#263Tech: What is the role of ITU in global telecoms?

International Telecommunications Union, a United Nations specialized agency for information and communication technologies is responsible for allocating global radio spectrum, satellite orbits, development of technical standards to ensure networks and technologies seamlessly interconnect, and striving to improve access to ICTs to undeserved communities worldwide.

An organization based on public-private partnership since its inception, ITU currently has a membership of 193 countries and almost 800 private-sector entities and academic institutions. ITU is headquartered in Geneva, Switzerland, and has twelve regional and area offices around the world.

ITU membership represents a cross-section of the global ICT sector, from the world’s largest manufacturers and telecoms carriers to small, innovative players working with new and emerging technologies, along with leading R&D institutions and academia. 

ITU has three main areas of activity organized in ‘Sectors’ which work through conferences and meetings.


Satellites enable phone calls, television programmes, satellite navigation and online maps. Space services are vital in monitoring and transmitting changes in such data as ocean temperature, vegetation patterns and greenhouse gases – helping us predict famines, the path of a hurricane, or how the global climate is changing.

The explosive growth of wireless communications, particularly to provide broadband services, demonstrates the need for global solutions to address the need for additional radio spectrum allocations and harmonized standards to improve inter operability. ITU’s  Radio communication Sector (ITU-R) coordinates this vast and growing range of radio communication services, as well as the international management of the radio-frequency spectrum and satellite orbits.

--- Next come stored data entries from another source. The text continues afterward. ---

PR #2399, opened 2017-08-31
DCOS_OSS-1582: adjust Marathon RAML install the version

orlandohohmeier:
Adjust the Marathon RAML URL pattern and update the version to fetch the latest Marathon 1.5 API Spec and ensure that the UI is compatible with
Marathon.

The latest spec includes `unreachableStrategy` adjustments that if not applied prevents users from creating/editings apps that are configured to expunge immediately or flag apps as inactive.

Closes DCOS_OSS-1582

### DIFF
--- a/scripts/utils/marathon
+++ b/scripts/utils/marathon
@@ -29,8 +29,7 @@ function install_marathon_raml() {
 
   # Download and expand on-the-fly the marathon tarball into a temporary folder
   header "Downloading marathon ${VERSION} archive"
-
-  local URL="https://downloads.mesosphere.io/marathon/snapshots/marathon-docs-${VERSION}.tgz"
+  local URL="https://downloads.mesosphere.com/marathon/snapshots/marathon-raml-${VERSION}.tgz"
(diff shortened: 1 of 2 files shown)


scripts/utils/marathon
```diff
@@ -29,8 +29,7 @@ function install_marathon_raml() {
 
   # Download and expand on-the-fly the marathon tarball into a temporary folder
   header "Downloading marathon ${VERSION} archive"
-
-  local URL="https://downloads.mesosphere.io/marathon/snapshots/marathon-docs-${VERSION}.tgz"
+  local URL="https://downloads.mesosphere.io/marathon/snapshots/marathon-raml-${VERSION}.tgz"
```
Poltergeist: Let's use `mesosphere.com` here. As this is the right TLD.

Poltergeist:
I would still like to see the TLD changed but I would not block  the PR for this. The Validation does work now.

orlandohohmeier:
@Poltergeist  @nLight  =Changed the TLD. Pleas re-review.

PR #2401, opened 2017-08-31
fix(GeneralServiceFormSection): rename Mesos runtime -> UCR

ahoskins:
In the new marathon service create form, instead of calling the checkbox Mesos Runtime, always call it Universal Container Runtime (UCR).

**Before**:
screen shot 2017-08-31 at 3 04 43 pm

**After**:
screen shot 2017-08-31 at 3 03 32 pm

Closes DCOS-18312.

**Checklist**

### DIFF
--- a/plugins/services/src/js/constants/ContainerConstants.js
+++ b/plugins/services/src/js/constants/ContainerConstants.js
@@ -5,6 +5,6 @@ module.exports = {
   },
   labelMap: {
     DOCKER: "Docker Engine",
-    MESOS: "Mesos Runtime"
+    MESOS: "Universal Container Runtime (UCR)"
   }
 };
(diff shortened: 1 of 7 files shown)


orlandohohmeier:
@ahoskins please adjust the system test as well

plugins/services/src/js/constants/ContainerConstants.js
```diff
@@ -5,6 +5,6 @@ module.exports = {
   },
   labelMap: {
     DOCKER: "Docker Engine",
-    MESOS: "Mesos Runtime"
+    MESOS: "Universal Container Runtime (UCR)"
```
bstavroulakis: Since we use this in so many places. Could we probably use a template literal when we use this?
E.x. Docker Runtime only supports the default size for implicit volumes, please select ${Container.MESOS} if you want to modify the size.

I can see @weblancaster not agreeing with this a mile away :)

ahoskins: I agree that refactoring to use template strings is a more maintainable approach. When I made this simple string change, it broke tests across many many files. Our cypress tests are written in a very "always repeat yourself" way. But I think in this case, since this string constant already exists, we should use the constant in a template string.

ahoskins:
run tests

ahoskins:
run alfred

ahoskins:
Alfred retest this please

PR #2402, opened 2017-09-01
Uninstall 01 | DCOS-18006: Uninstall Modal for Frameworks and SDK services

bstavroulakis:
## Uninstall Modal for Frameworks and SDK services

Until now when the user tried to delete a Framework or SDK Service from the UI we displayed a message that was referencing the CLI commands.

With this PR, we can delete frameworks and SDK Services from the UI.

Before:
image
After:
image

To test, please try to delete a Framework/ SDK Service either from the details or the table view page.

### Case 1: Group has frameworks 

When we delete a group the standard services are correctly deleted as well. However, Cosmos and Marathon don't communicate with each other, so **if we have Framework/ SDK Services in the group these aren't correctly uninstalled**.
Solution: We show a popup that lists the frameworks running in the group so the user will have to first uninstall them separately before deleting the group.

screen shot 2017-09-12 at 4 01 41 pm

### Case 2: Empty Group

If the group doesn't have services we can delete it like before

### Case 3: Group with non-framework services

If the group doesn't have framework services we can delete it but with a force delete

image

**Checklist**


bstavroulakis:
Please retest this

bstavroulakis:
Alfred please retest this

plugins/services/src/js/events/MarathonActions.js
```diff
@@ -71,30 +134,37 @@ var MarathonActions = {
...
-    RequestUtil.json({
-      url,
-      method: "DELETE",
-      success() {
-        AppDispatcher.handleServerAction({
-          type: REQUEST_MARATHON_GROUP_DELETE_SUCCESS
-        });
-      },
-      error(xhr) {
+    const deleteSDKServices = groupFrameworks.map(function(framework) {
```
ahoskins: Isn't it possible that some of these `framework` are not SDK services?

plugins/services/src/js/events/MarathonActions.js
```diff
@@ -50,6 +58,61 @@ function buildURI(path) {
...
+
+const handleSDKDelete = function(
+  payload,
+  frameworkId,
+  dispatcher,
+  resolve,
+  reject
+) {
+  const { action, xhr } = payload;
+  const eventIsForThisFramework = action && action.appId
```
ahoskins: I'm pretty sure it's logically equivalent as `const eventIsForThisFramework = action && action.appId === frameworkId`

plugins/services/src/js/events/MarathonActions.js
```diff
@@ -50,6 +58,61 @@ function buildURI(path) {
...
+    ? action.appId === frameworkId
+    : false;
+  if (!eventIsForThisFramework) return;
+  if (action.type === REQUEST_COSMOS_PACKAGE_UNINSTALL_SUCCESS) {
+    AppDispatcher.unregister(dispatcher);
+    resolve();
+  } else if (action.type === REQUEST_COSMOS_PACKAGE_UNINSTALL_ERROR) {
+    AppDispatcher.unregister(dispatcher);
+    if (xhr && xhr.response) {
+      var errorMessage = JSON.parse(xhr.response);
```
ahoskins: `let` 🙃

plugins/services/src/js/events/MarathonActions.js
```diff
@@ -50,6 +58,61 @@ function buildURI(path) {
...
+      if (errorMessage && errorMessage.message) {
+        reject(errorMessage);
```
ahoskins: It's probably a good idea to `return` here to prevent continued execution of this function.

bstavroulakis:
Alfred please retest this

nLight:
@bstavroulakis cross posting my comment from the ticket:

After you uninstall i.e. beta-confluent-kafka the API returns a message:

```
Apache Kafka by Confluent has been uninstalled.
Please follow the instructions at https://docs.mesosphere.com/current/usage/service-guides/kafka/uninstall to remove any persistent state if required.
```

and if you go to that page there's an instruction what to do afterwards. **Shall we show that message to the user**?

To back this point, after I uninstalled beta-confluent-kafta and went to exhibitor and kafka's stuff is still there in zookeeper, though I was able to re-instal it afterwards.

nLight:
Alfred please retest this

nLight:
I think those Alfred failures are legit, 4 tests are keep failing.

plugins/services/src/js/events/ServiceDeleteActions.js
```diff
@@ -0,0 +1,106 @@
...
+        reject(errorMessage.message);
+
+        return;
+      }
+    }
+    reject("One or more services in group weren't deleted.");
+  }
+};
+
+function createFrameworkDeletePromise(serviceId, serviceName) {
```
orlandohohmeier: Please rename this function to reflect that it actually uninstalls a package.

orlandohohmeier:
We need to decide wether we'er ok with exposing promises or stick to the Flux pattern for now, before we move forward with this PR. /cc @dcos/frontend-foundation

bstavroulakis:
Alfred please retest this

src/js/events/CosmosPackagesActions.js
```diff
@@ -205,19 +205,18 @@ const CosmosPackagesActions = {
     });
   },
 
-  uninstallPackage(packageName, packageVersion, appId, all = false) {
+  uninstallPackage(packageName, appId, all = false) {
```
ahoskins: Nice catch removing this.

plugins/services/src/js/events/ServiceDeleteActions.js
```diff
@@ -0,0 +1,106 @@
...
+    .catch(function(error) {
+      AppDispatcher.handleServerAction({
+        type: REQUEST_MARATHON_SERVICE_DELETE_ERROR,
+        data: error
+      });
+    });
+}
+
+const ServiceDeleteActions = {
+  // This part is responsible for uninstalling the frameworks before deleting
```
ahoskins: Maybe add a note/link on why it's disabled for now. And the conditions in which it could be enabled? Or remove this commented out code all together?

bstavroulakis: I removed this altogether

bstavroulakis:
Alfred test this

bstavroulakis:
Hey Alfredo cappuccino, retest this.

bstavroulakis:
Alfredo cappuccino, retest this.

plugins/services/src/js/components/modals/ServiceDestroyModal.js
```diff
@@ -146,51 +162,27 @@ class ServiceDestroyModal extends React.Component {
...
-            })}
-          >
-            {intl.formatMessage({
-              id: "COMMON.DOCUMENTATION"
-            })}
-          </a>
-          {intl.formatMessage({
-            id: "SERVICE_ACTIONS.DELETE_SERVICE_FRAMEWORK_2"
-          })}
+          This group needs to be empty to delete it. Please delete any services in the group first.
```
ahoskins: This is a bit confusing/misleading. It's not true that it needs to be empty to delete it. It's only true that it needs no SDK service to delete it. Maybe change to:

"Cannot delete group containing SDK services. Please delete these services before deleting the group."

MatApple: Actually, we want to keep it generic like this so we don't have to call out specific types of services that you can/cannot delete etc.

ahoskins: Hm, okay fair enough. 👍

bstavroulakis:
Alfreddo cappuccino test this please

plugins/services/src/js/components/modals/ServiceDestroyModal.js
bstavroulakis: Sounds good, @ahoskins if you could remove the block and/ or approve the PR if we don't have any more issues, that would be greeeeat!

plugins/services/src/js/components/modals/GroupContainsFrameworksModal.js
```diff
@@ -0,0 +1,37 @@
...
+      open={props.isOpen}
+      showFooter={true}
+      showHeader={true}
+    >
+      <div className="modal-service-delete-center">
+        This group needs to be empty to delete it. Please delete any services in the group first.
+      </div>
+    </Modal>
+  );
+};
```
MatApple: Please add propTypes and sensible defaults.

plugins/services/src/js/components/modals/ServiceModals.js
```diff
@@ -11,6 +11,7 @@ import ServiceResumeModal from "./ServiceResumeModal";
 import ServiceScaleFormModal from "./ServiceScaleFormModal";
 import ServiceSpecUtil from "../../utils/ServiceSpecUtil";
 import ServiceSuspendModal from "./ServiceSuspendModal";
+import GroupContainsFrameworksModal from "./GroupContainsFrameworksModal";
```
MatApple: Please consider how we could rename this to prevent binding to the reason it's invoked. Perhaps `DisabledGroupDestroyModal`.

plugins/services/src/js/components/modals/ServiceModals.js
```diff
@@ -39,6 +40,19 @@ class ServiceModals extends React.Component {
     );
   }
 
+  getCannotDestroyGroupModal(groupFrameworks) {
```
MatApple: Also please align this method with the revised name for the modal :)

plugins/services/src/js/containers/services/ServicesContainer.js
```diff
@@ -424,6 +436,10 @@ class ServicesContainer extends React.Component {
 
     if (!modalProps.service) {
       modalProps.service = service;
+    } else {
+      modalProps.service = DCOSStore.serviceTree.findItemById(
```
MatApple: Let's comment why this is needed.

plugins/services/src/js/containers/services/ServicesContainer.js
```diff
@@ -438,7 +454,7 @@ class ServicesContainer extends React.Component {
     );
   }
 
-  getEmpyPage(itemType) {
+  getEmptyPage(itemType) {
```
MatApple: 👍

plugins/services/src/js/events/ServiceDeleteActions.js
```diff
@@ -0,0 +1,23 @@
+import CosmosPackagesActions from "#SRC/js/events/CosmosPackagesActions";
+import MarathonActions from "./MarathonActions";
+import Framework from "../structs/Framework";
+
+const ServiceDeleteActions = {
```
MatApple: Please add tests for this file!

src/js/translations/en-US.json
```diff
@@ -38,41 +38,58 @@
   "SERVICE_ACTIONS.SCALE_BY": "Scale By",
   "SERVICE_ACTIONS.SUSPEND": "Suspend",
 
-  "SERVICE_ACTIONS.SDK_GROUP_DELETE_1": "Copy and paste this command into the CLI",
+  "SERVICE_ACTIONS.SDK_GROUP_DELETE_1":
```
MatApple: Let's remove the things we no longer need.

plugins/services/src/js/components/modals/GroupContainsFrameworksModal.js
```diff
@@ -0,0 +1,37 @@
+import React from "react";
+import { Modal } from "reactjs-components";
+import ModalHeading from "#SRC/js/components/modals/ModalHeading";
+
+const GroupContainsFrameworksModal = props => {
```
MatApple: Please see other comment about renaming this component.

plugins/services/src/js/components/modals/ServiceModals.js
```diff
@@ -39,6 +40,19 @@ class ServiceModals extends React.Component {
...
+    const { onClose, modalProps } = this.props;
+    const key = ActionKeys.GROUP_DELETE;
+
+    return (
+      <GroupContainsFrameworksModal
+        services={groupFrameworks}
```
MatApple: Looks like we don't use the `services` prop in this component so let's remove.

plugins/services/src/js/components/modals/ServiceDestroyModal.js
```diff
@@ -101,6 +111,12 @@ class ServiceDestroyModal extends React.Component {
     });
   }
 
+  handleChangeInputForceDeleteGroupWithServices(event) {
```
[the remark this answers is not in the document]
bstavroulakis: Changed to handleChangeInputGroupDestroy

src/js/translations/en-US.json
bstavroulakis: That is currently being used. I've removed the strings not used.

plugins/services/src/js/components/modals/ServiceModals.js
bstavroulakis: removed

plugins/services/src/js/components/modals/ServiceModals.js
bstavroulakis: updated

plugins/services/src/js/components/modals/ServiceModals.js
bstavroulakis: Updated the name

plugins/services/src/js/components/modals/GroupContainsFrameworksModal.js
bstavroulakis: Changed the name

plugins/services/src/js/components/modals/GroupContainsFrameworksModal.js
bstavroulakis: Added

plugins/services/src/js/containers/services/ServicesContainer.js
bstavroulakis: comment added

plugins/services/src/js/events/ServiceDeleteActions.js
bstavroulakis: tests locked and loaded!

bstavroulakis:
Alfred test this

plugins/services/src/js/components/modals/ServiceDestroyModal.js
```diff
@@ -146,51 +162,27 @@ class ServiceDestroyModal extends React.Component {
     );
   }
 
-  getDestroyFrameworkModal() {
-    const { open, service, intl } = this.props;
-    const packageName = service.getPackageName();
+  getGroupHeader() {
+    if (!this.isGroupWithServices()) {
+      return;
```
weblancaster: please return `null` for consistency and best practices suggested by React.

plugins/services/src/js/components/modals/ServiceDestroyModal.js
```diff
@@ -213,27 +205,39 @@ class ServiceDestroyModal extends React.Component {
...
-          className="form-control filter-input-text"
-          onChange={this.handleChangeInputFieldDestroy}
-          type="text"
-          value={this.state.serviceNameConfirmationValue}
-          autoFocus
-        />
+        {this.getGroupHeader()}
+        {(!this.isGroupWithServices() ||
+          this.state.forceDeleteGroupWithServices) &&
+          <div className="modal-service-delete-center">
```
weblancaster: As discussed I was confused to see the markup part of the condition test, even though works @bstavroulakis agreed to change to not cause confusion.

bstavroulakis: @weblancaster Addressed issues, that you for reviewing this

plugins/services/src/js/components/modals/ServiceDestroyModal.js
```diff
@@ -39,6 +40,12 @@ class ServiceDestroyModal extends React.Component {
     });
   }
 
+  isGroupWithServices() {
+    const { service } = this.props;
+
+    return service instanceof ServiceTree && service.list.length > 0;
```
orlandohohmeier: Let's please add a `length` getter to the `Tree` resp. `List` struct instead of accessing the internals here.

plugins/services/src/js/components/modals/ServiceDestroyModal.js
```diff
@@ -39,6 +40,12 @@ class ServiceDestroyModal extends React.Component {
     });
   }
 
+  isGroupWithServices() {
```
orlandohohmeier: Please move this helper to a dedicated util or add a meaning full getter to the `Tree` struct.

plugins/services/src/js/components/modals/ServiceModals.js
```diff
@@ -49,8 +62,15 @@ class ServiceModals extends React.Component {
     let key = ActionKeys.SERVICE_DELETE;
 
     if (isGroup) {
-      deleteItem = force =>
-        this.props.actions.deleteGroup(service.getId(), force);
+      const groupFrameworks = "getFrameworks" in service
```
orlandohohmeier: Why do we need to check if `service` has a `getFrameworks` method? Please adjust the implication to make so that checks like this one are not needed.

plugins/services/src/js/events/ServiceDeleteActions.js
orlandohohmeier: Why do we add service **delete** actions? Let's please stick with the pattern and add general service actions.

plugins/services/src/js/components/modals/ServiceDestroyModal.js
bstavroulakis: Created a new util named ServiceTreeUtil.js. First I added this method in the ServiceUtil.js but it was creating a loop because ServiceTree.js included the ServiceUtil.js and if the ServiceUtil would include ServiceTree.js it would reference ServiceTree to {} to break the recursion.

plugins/services/src/js/components/modals/ServiceDestroyModal.js
bstavroulakis: Added in the tree

plugins/services/src/js/components/modals/ServiceModals.js
bstavroulakis: Removed, that was added just to be sure but yes the isGroup check already makes sure that is there.

plugins/services/src/js/events/ServiceDeleteActions.js
bstavroulakis: @orlandohohmeier renamed to serviceActions

plugins/services/src/js/utils/ServiceTreeUtil.js
```diff
@@ -0,0 +1,13 @@
+import ServiceTree from "../structs/ServiceTree";
+
+const ServiceTreeUtil = {
+  isGroupWithServices(service) {
+    if (service instanceof ServiceTree && service.getListCount() > 0) {
```
weblancaster: not big deal but can also be written as `return service instanceof ServiceTree && service.getListCount() > 0`

plugins/services/src/js/structs/__tests__/ServiceTree-test.js
```diff
@@ -997,4 +997,41 @@ describe("ServiceTree", function() {
...
+            }
+          },
+          new Application({ id: "a" }),
+          new Framework({ id: "b" })
+        ]
+      });
+      expect(this.instance.getListCount()).toEqual(6);
+    });
+
+    it("returns 0 for ServiceTree with no list items", function() {
```
weblancaster: Wondering if we should also add a unit to test when is greater than `0`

An increasing number of players need to make use of these limited resources, and participating in ITU-R conferences and study group activities – where important work is done on mobile broadband communications and broadcasting technologies such as Ultra HDTV and 3D TV – is becoming an ever-higher priority for both governments and industry players.


ITU standards (called Recommendations) are fundamental to the operation of today’s ICT networks. Without ITU standards you couldn’t make a telephone call or surf the Internet. For Internet access, transport protocols, voice and video compression, home networking, and myriad other aspects of ICTs, hundreds of ITU standards allow systems to work – locally and globally.

For instance, the Emmy award-winning standard ITU-T H.264 is now one of the most popular standards for video compression. In a typical year, ITU will produce or revise upwards of 150 standards covering everything from core network functionality to next-generation services such as IPTV. If your product or service requires any kind of international buy-in, you need to be part of the standardization discussions in ITU’s Telecommunication Standardization Sector (ITU-T) .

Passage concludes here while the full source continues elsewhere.